As we gather on this Good Friday, we are challenged to follow the example of Christ even at the cost of our own comfort, privilege and power.
If we are to be faithful to his memory, this commemoration of the Passion commits us to live out his command to love with radical newness.
Jesus did not follow the script of the empire. He came as a poor and humble servant in order to minister at the thresholds of human vulnerability. He exposed the status quo as being short of God’s vision for a human society.
We therefore must examine our own attitudes and the conventions of the day in relation to the treatment of the poor, the powerless and the marginalised of our time.
As Christians, we have an opportunity in the upcoming election where we must put the command to serve and to love one another and especially the most vulnerable among us at the heart of our society.
We must bring the Christian inspired values of decency, fairness, justice, compassion, openness in public discourse and policy against fear, indifference and hardness of the heart.
Good Friday also gives us a glimpse of the triumph of love over hatred and life over death. It was not evil that had the upper hand. It was God’s unflinching fidelity, his unconditional love in Jesus that brought about this triumph.
We, therefore, stand united with one another, with men and women of good will in working for the coming of the Kingdom.

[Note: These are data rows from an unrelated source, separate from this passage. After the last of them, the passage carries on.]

PR #278, opened 2024-02-14
Undo the possible symlink to longterm file before making the new one

marialainez:
After testing lstosa v0.10.9 with a night that was already processed with v0.9, I got an error due to an already existent link to the longterm file in the global directory "all", so I add a line to unlink this file before making the new symlink.

### DIFF
--- a/src/osa/paths.py
+++ b/src/osa/paths.py
@@ -369,4 +369,5 @@ def create_longterm_symlink():
     latest_version_file = get_latest_version_file(all_longterm_files)
 
     log.info("Symlink the latest version longterm DL1 datacheck file in the common directory.")
+    linked_longterm_file.unlink()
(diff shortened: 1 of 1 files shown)


src/osa/paths.py
```diff
@@ -369,4 +369,5 @@ def create_longterm_symlink():
     latest_version_file = get_latest_version_file(all_longterm_files)
 
     log.info("Symlink the latest version longterm DL1 datacheck file in the common directory.")
+    linked_longterm_file.unlink()
```
morcuended, line 372:
```suggestion
    linked_longterm_file.unlink(missing_ok=True)
```

morcuended (changes requested):
In the case the file does not exist

morcuended (approved):

PR #279, opened 2024-02-21
Wait until the longterm datacheck file is created to make the link

marialainez:
Currently, autocloser is trying to make the symlink of the file right after the cherenkov_transparency script is launched, and it fails because the file has not yet been created. I put long times to wait for the job completion because nowadays there are many jobs running in the cluster, and many of them stay in PENDING status for a long time until they start running. 

EDIT:

> The first time closer runs it will go through the else, and wait to see if all the jobs are finished (until the hour), if so, the flag is created. If it is not closed after that hour, there is no nightfinished flag. Then closer runs again, first it checks that the longterm file exists, if it does it goes to the job completion check directly and tries to close again.

### DIFF
--- a/src/osa/paths.py
+++ b/src/osa/paths.py
@@ -362,7 +362,11 @@ def get_latest_version_file(longterm_files: List[str]) -> Path:
 
 
 def is_job_completed(job_id: str):
-    """Wait until the SLURM job corresponding to job_id finishes."""
+    """
+    Check whether SLURM job `job_id` has finished.
+    
+    It keeps checking every 10 minutes for one our.
+    """
     n_max = 10
     n = 0
     while n < n_max:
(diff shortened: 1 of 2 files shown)


src/osa/paths.py
```diff
@@ -359,15 +361,35 @@ def get_latest_version_file(longterm_files: List[str]) -> Path:
     )
 
 
-def create_longterm_symlink():
+def wait_for_job_completion(job_id: str):
```
morcuended, line 364: maybe beter name `is_job_completed`

that later reads

```python
if is_job_completed(job_id):
   do the link
else:
   cannot do the link, try again later
```

src/osa/scripts/closer.py
```diff
@@ -154,32 +158,38 @@ def ask_for_closing():
 def post_process(seq_tuple):
     """Set of last instructions."""
     seq_list = seq_tuple[1]
+    
+    if dl1_datacheck_longterm_file_exits() and not options.test:
+        create_longterm_symlink()
```
morcuended, line 163: I think this can be checked at the very beginning of the closer main, not here in `post_process`

morcuended (changes requested):

src/osa/scripts/closer.py
morcuended: Right, right, did not realize that.

PR #280, opened 2024-02-28
Look for the closest declination line and adequate NSB random forest model for DL2 production

### LINKED ISSUE #275: DL2 production with standard dark NSB models
There is interest in resuming the DL2 production using the all-sky dark NSB standard MC. This will speed up the preliminary next-day analysis.

As an example, this is a piece of code that looks for the closest declination line. Should be integrated in lstosa

```python
def convert_dec_string(dec_str):
    # Split the string into parts
    parts = dec_str.split('_')

    # Extract the sign, degrees, and minutes
    sign = 1 if 'min' not in parts else -1
    degrees = int(parts[-1])

    # Calculate the numerical value
    dec_value = sign * (degrees / 100)

    return dec_value  # deg


def get_corresponding_string(list1, list2):
    corresponding_dict = {}
    for index, element in enumerate(list2):
        corresponding_dict[element] = list1[index]
    return corresponding_dict


@click.command()
@click.option("--target-name", type=str, required=True)
def main(target_name: str):    
    source_coordinates = SkyCoord.from_name(target_name)
    
    dec_list = os.listdir("/fefs/aswg/data/mc/DL0/LSTProd2/TrainingDataset/Protons")
    config = paths_config.PathConfigAllSkyFull('all_decs', dec_list)
    
    
    # Convert each string in the list to numerical values
    dec_values = [convert_dec_string(dec) for dec in dec_list]
    
    # Print the resulting numerical values
    print("List of declinations:")
    for dec_str, dec_value in zip(dec_list, dec_values):
        print(f'{dec_str}: {dec_value}')

    print("\n")
    
    closest_declination = min(dec_values, key=lambda x: abs(x - source_coordinates.dec.value))
    
    print(f"The declination closest to {source_coordinates.dec.value:.2f} is: {closest_declination}")
    
    corresponding_dict = get_corresponding_string(dec_list, dec_values)
    corresponding_string = corresponding_dict[closest_declination]
    
    list_nodes = sorted(BASE_MODELS.rglob(corresponding_string), key=os.path.getmtime)

    print("\nPaths:")
    for path in list_nodes:
        print(path)
```

marialainez:
Choose the adequate RF model in the [declination lines x NSB] MC grid.

Closes #275  (initially for just choosing the declination MC track closest to the target declination)


src/osa/paths.py
contrera, line 1: Is it possible to have the basic paths used in the functions, like  BASE_MODELS = Path("/fefs/aswg/data/models/AllSky") or run_catalog_dir = Path("/fefs/aswg/data/real/monitoring/RunCatalog")  through cfg calls as it was done previously with rf_models_directory = Path(cfg.get("lstchain", "RF_MODELS"))

src/osa/paths.py
```diff
@@ -397,10 +399,100 @@ def create_longterm_symlink(cherenkov_job_id: str = None):
...
+    corresponding_dict = {}
+    for index, element in enumerate(list2):
+        corresponding_dict[element] = list1[index]
+    return corresponding_dict
+
+
+def get_latest_RF_model_path(dec_str: str) -> Path:
+    """Get the path of the most recent version of RF models for a given declination,
+    excluding the ones produced for the source-dependent analysis."""
+    BASE_MODELS = Path("/fefs/aswg/data/models/AllSky")
```
morcuended, line 438: define this in the cfg

src/osa/paths.py
```diff
@@ -397,10 +399,100 @@ def create_longterm_symlink(cherenkov_job_id: str = None):
...
+    # make sure the RF models correspond to the current version of lstchain
+    current_version = get_major_version(utils.get_lstchain_version())
+    list_nodes = sorted(BASE_MODELS.rglob(f"*{current_version}*/{dec_str}"), key=os.path.getmtime)
```
morcuended, line 441: maybe also the all-sky MC production could be defined in the cfg as well for a given lstchain major release. So no need to glob over them

src/osa/paths.py
```diff
@@ -397,10 +399,100 @@ def create_longterm_symlink(cherenkov_job_id: str = None):
...
+    for i in list_nodes:
+        if "srcdep" in str(i):
+            list_nodes.remove(i)
+
+    return list_nodes[-1]
+        
+
+def get_RF_model(run_str: str) -> Path:
+    """Get the path of the RF model to be used in the DL2 production for a given run."""
+    run_catalog_dir = Path("/fefs/aswg/data/real/monitoring/RunCatalog")
```
morcuended, line 457: use cfg definition

src/osa/paths.py
```diff
@@ -397,10 +399,100 @@ def create_longterm_symlink(cherenkov_job_id: str = None):
...
+    run_catalog = Table.read(run_catalog_file)
+    run = run_catalog[run_catalog["run_id"]==int(run_str)]
+    
+    try:
+        target_name = run["source_name"]
+        source_coordinates = SkyCoord.from_name(target_name)
+        source_dec = source_coordinates.dec.value
+        
+    except TypeError:
+        source_dec = run["source_dec"][0]
```
morcuended, line 468: In the way it is fetched right now from the TCU database, this is not exactly the declination of the source, but the declination at which the telescope is "pointing". It should be possible to look for the target coordinates in the TCU database though.

src/osa/paths.py
```diff
@@ -397,10 +399,100 @@ def create_longterm_symlink(cherenkov_job_id: str = None):
...
+    list_nodes = sorted(BASE_MODELS.rglob(f"*{current_version}*/{dec_str}"), key=os.path.getmtime)
+    
+    log.debug(f"Found len(list_nodes) paths with {current_version} corresponding to {dec_str}:")
+    for path in list_nodes:
+        log.debug(path)
+    
+    # remove from the list the models produced for the source-dependent analysis        
+    for i in list_nodes:
+        if "srcdep" in str(i):
+            list_nodes.remove(i)
```
morcuended, line 450: See above. Defining directly the MC prod (after `...models/AllSky/`) would avoid this

morcuended (changes requested):

morcuended:
@moralejo, I was going to comment in today's meeting. The way we look for the adequate RF model declination track is by using the pointing information from the TCU database (specifically the target coordinates), not checking the average pointing information inside the data files as you mentioned. Is this fine?

moralejo:
Since the relevant pointing is the one in celestial coordinates, the target coordinates are perfectly fine for standard observations (if we ever do something like drift scans we will anyway have to do some custom work).

src/osa/paths.py
```diff
@@ -397,10 +399,85 @@ def create_longterm_symlink(cherenkov_job_id: str = None):
...
+def get_RF_model(run_str: str) -> Path:
+    """Get the path of the RF model to be used in the DL2 production for a given run."""
+    run_catalog_dir = Path(cfg.get(options.tel_id, "RUN_CATALOG"))
+    run_catalog_file = run_catalog_dir / f"RunCatalog_{utils.date_to_dir(options.date)}.ecsv"
+    run_catalog = Table.read(run_catalog_file)
+    run = run_catalog[run_catalog["run_id"]==int(run_str)]
+    target_name = run["source_name"]
+
+    try:
+        source_coordinates = SkyCoord.from_name(target_name[0])
```
morcuended, line 444: as checked by @marialainez, this is not working when running the job in batch using SLURM, since the SLURM nodes are not connected to the outside world via internet

morcuended (commented):
Looks good! thanks @marialainez. I leave some comments. I'd like to test it a bit myself. How about the memory and time requirements of the jobs including the dl1 to dl2 stage?

src/osa/paths.py
```diff
@@ -7,9 +7,11 @@
 from typing import List
 import subprocess
 import time
+import os
 
 import lstchain
 from astropy.table import Table
+from astropy.coordinates import SkyCoord
```
morcuended, line 14: remove unused import

morcuended (changes requested):

morcuended (commented):
Let's try to push this forward. I left some comments. I think the tricky part is to readjust the job's requirements (time and memory) when including dl1 to dl2 step, although that is independent from this PR.

src/osa/paths.py
```diff
@@ -397,10 +399,85 @@ def create_longterm_symlink(cherenkov_job_id: str = None):
...
     longterm_file = longterm_dir / options.prod_id / nightdir / f"DL1_datacheck_{nightdir}.h5"
     return longterm_file.exists()
 
+
+def convert_dec_string(dec_str: str) -> float:
+    """Return the declination angle in degrees corresponding to a 
+    given string of the form "dec_XXXX" or "dec_min_XXXX"."""
+    
+    # Check if dec_str has a valid format
+    pattern = r'^dec(_min)?_[0-9]{4}$'
```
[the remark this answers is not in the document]
marialainez: done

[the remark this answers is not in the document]
morcuended: I do not see it changed yet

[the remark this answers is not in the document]
marialainez: Sorry, I thought I had already committed it. Now it's done

marialainez:
I tested the dl2 production with this branch and it works correctly with MEMSIZE_DATA: 60 GB.

src/osa/utils/utils.py
```diff
@@ -285,3 +291,118 @@ def wait_for_daytime(start=8, end=18):
...
+
+        return dec_value*u.deg
+
+
+def get_corresponding_string(list1: list, list2: list) -> dict:
+    """Return a dictionary created from two given lists."""
+    corresponding_dict = {}
+    for index, element in enumerate(list2):
+        corresponding_dict[element] = list1[index]
+    return corresponding_dict
```
morcuended, line 348: Try to name this function with a more descriptive name.

src/osa/utils/utils.py
```diff
@@ -285,3 +291,118 @@ def wait_for_daytime(start=8, end=18):
...
+            declination_str = corresponding_dict[closest_declination]
+            dec_values.remove(closest_declination)
+            dec_list.remove(declination_str)
+            closest_declination = min(dec_values, key=lambda x: abs(x - source_dec))
+            closest_dec_culmination = culmination_angle(closest_declination)
+    
+    log.debug(f"The declination line to use for the DL2 production is: {closest_declination}")
+    
+    corresponding_dict = get_corresponding_string(dec_list, dec_values)
+    declination_str = corresponding_dict[closest_declination]
```
morcuended, line 404: Also here try to use more descriptive names for these variables, so it is clearer when going through the code.

morcuended (changes requested):
A couple of additional comments. Otherwise looks good.

morcuended (dismissed):

src/osa/utils/utils.py
```diff
@@ -285,3 +292,137 @@ def wait_for_daytime(start=8, end=18):
...
+    }
+    return nsb_dict
+
+
+def get_mc_nsb_dir(run_id: int, rf_models_dir: Path) -> Path:
+    """
+    Return the path of the RF models directory with the NSB level 
+    closest to that of the data for a given run.
+    """
+    input_dir = Path(options.directory)
```
morcuended, line 366: maybe use another name for `input_dir`, like `analysis_dir` or `dl1_dir` to explicitly say that this are the input files that you use for tailcut calculation

src/osa/utils/utils.py
```diff
@@ -285,3 +292,137 @@ def wait_for_daytime(start=8, end=18):
...
+    # Convert each string in the list to numerical values
+    dec_values = [convert_dec_string(dec) for dec in dec_list]
+    dec_values = [dec for dec in dec_values if dec is not None]
+    
+    closest_declination = min(dec_values, key=lambda x: abs(x - source_dec))
+    closest_dec_culmination = culmination_angle(closest_declination)
+    
+    location = observatory_locations["cta_north"]
+    Lat = location.lat  # latitude of the LST1 site    
+    closest_lines = sorted(sorted(dec_values, key=lambda x: abs(x - Lat))[:2])
```
morcuended, line 402:
```suggestion
    lst_location = observatory_locations["cta_north"]
    lst_latitude = lst_location.lat  # latitude of the LST1 site    
    closest_lines = sorted(sorted(dec_values, key=lambda x: abs(x - lst_latitude))[:2])
```
more explicit names for ease the reading of the code

src/osa/utils/utils.py
```diff
@@ -285,3 +292,137 @@ def wait_for_daytime(start=8, end=18):
...
+
+    return nsb_dict[closest_nsb_value]
+
+
+def get_RF_model(run_id: int) -> Path:
+    """Get the path of the RF model to be used in the DL2 production for a given run."""
+    datacheck_dir = options.directory / options.dl1_prod_id / "datacheck"
+    datacheck_file = datacheck_dir / f"datacheck_dl1_LST-1.Run{run_id:05d}.h5"
+
+    source_dec = get_median_dec(datacheck_file)
```
morcuended, line 381: this is no longer source declination but *telescope pointing* declination. I would rename these variables to avoid confusion in the future.

src/osa/utils/utils.py
```diff
@@ -285,3 +292,137 @@ def wait_for_daytime(start=8, end=18):
...
+
+    rf_models_prefix = cfg.get("lstchain", "mc_prod")
+    nsb_dict = get_nsb_dict(rf_models_dir, rf_models_prefix)
+    closest_nsb_value = min(nsb_dict.keys(), key=lambda x: abs(float(x) - additional_nsb))
+
+    return nsb_dict[closest_nsb_value]
+
+
+def get_RF_model(run_id: int) -> Path:
+    """Get the path of the RF model to be used in the DL2 production for a given run."""
```
morcuended, line 377:
```suggestion
    """Get the path of the RF models to be used in the DL2 production for a given run.
    
    The choice of the models is based on the adequate additional NSB level
    and the proper declination line of the MC used for the training.
    """
```

morcuended (changes requested):
The NSB + declination directory scheme looks good to me. Just left some comments to improve the readability of the code.

I trigger again the CI, since now lstchain is available in conda forge.

EDIT on the CI run: it will not work because of an incompatibility with lstcam_calib package still requiring ctapipe_io_lst 0.24.x

marialainez:
I did that because the dl2 files should be saved in directories like "...tailcutXY/nsb_tuning_X.XX/", and the cleaning levels are fixed in the dl1ab step with the find_tailcuts function.

marialainez:
Using as pointing declination the median of the declination of the datacheck files was not working, because by the time the sequence*.py files are written, the datacheck files have not been produced yet. Therefore, the RF model could not be determined. So I made this change to use the declination given in the run catalogs, which is actually the pointing declination of the telescope.

marialainez:
No, in any case, I am testing it and this scheme doesn't work, because the function get_RF_model() is called before having even launched the r0_to_dl1 step. Consequently, no dl1a files have been created yet by the time this function is called and therefore the "find_tailcuts" function inside get_RF_model cannot be called. 
I am thinking on going back to the initial scheme and calling to the get_RF_model function inside datasequence in the dl1_to_dl2 step. In this way, we could still use the median declination from the datacheck files. 
The reason why we moved to this new scheme was to avoid accessing to the TCU database for every subrun, but we do not get the declination from there anymore.

morcuended:
I agree, it seems like another analysis step that could fit in datasequence.

rcervinoucm (approved):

We stand united with Pope Francis who has challenged us to replace indifference with compassion, ignorance with respect and suspicion with love.
In this time of devastation, we must seek to rebuild, renew and reimagine the Church. We do so by following Jesus’ footsteps: to leave the security of its status, to accompany the most vulnerable, to minister at the liminal and precarious places of extreme human vulnerability, to empower all people to live life more fully.
Only by standing on the side of the powerless and the vulnerable, only by living authentically the call to poverty, simplicity and humility can our voice be credible and our trust regained.
As we venerate the cross, let us live by its wisdom and power.
May we be strengthened to walk humbly in the footsteps of the Master, who “through suffering who became the source of our salvation.”